Acetal bushings and plain bearings are a well-established metal replacement in heavy-equipment linkage applications where the service conditions fall within the material's capability envelope. Acetal's PV limit (pressure times velocity, the product of contact pressure in psi and sliding velocity in feet per minute) is approximately 3,000 psi-fpm for unfilled grades in dry sliding against steel — above this value, frictional heat generation causes surface degradation. For most slow-moving linkage pivots in construction and agricultural equipment (pivot velocities typically below 10 fpm at moderate loads), unfilled acetal bushings run satisfactorily for millions of cycles without lubrication. Adding 20 percent PTFE filler to acetal roughly doubles the PV limit and reduces friction coefficient to approximately 0.08 against steel, extending the service range to higher-speed or higher-load pivot applications. The principal advantage over bronze or steel bushings in outdoor equipment is corrosion immunity: an acetal bushing in a muddy, water-exposed pivot point does not corrode, does not seize, and does not require scheduled greasing, reducing maintenance intervals and failure risk in the field. Canton heavy-equipment suppliers who have converted bronze pivot bushings to acetal typically report reduced warranty claims from field corrosion and seized pivots, with equivalent or better service life in most applications.

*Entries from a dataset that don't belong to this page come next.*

PR #77, opened 2025-03-16
feat: adding delegated staking to GL0

marcus-girolneto:


src/main/scala/org/constellation/snapshotstreaming/TessellationServices.scala
```diff
@@ -32,6 +32,7 @@ object TessellationServices {
     for {
       _ <- Async[F].unit
       txHasher = Hasher.forKryo
+      withdrawalTimeLimit = NonNegLong.unsafeFrom(136080)
```
gclaramunt: move to config?

gclaramunt (approved):
LGTM

src/main/scala/org/constellation/snapshotstreaming/TessellationServices.scala
marcus-girolneto: 👍🏼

Acetal machining is offered by a wide range of Canton-area shops because the material is forgiving and common CNC equipment handles it well. The challenge for buyers is not finding a shop that can machine acetal but finding one that has the quality systems, certifications, and precision capability to meet the specific program requirement. ManufacturingBase's structured RFQ process captures the information that distinguishes programs: part geometry, dimensional tolerances, required grade (Delrin 150, copolymer, FDA-grade, filled grades), annual volume, required certifications (ISO 9001, IATF 16949 for automotive), and documentation requirements (PPAP, first-article inspection reports, material certifications). The platform routes RFQs to suppliers whose profiles match these requirements, so an automotive program requiring IATF 16949 certification does not receive quotes from uncertified prototype shops, and a medical application requiring FDA-grade material and biocompatibility documentation reaches only suppliers with that capability. For Canton procurement teams managing multiple acetal part numbers across different OEM programs, ManufacturingBase's quote management interface consolidates supplier responses and tracks history, reducing the administrative burden of acetal sourcing to a manageable workflow.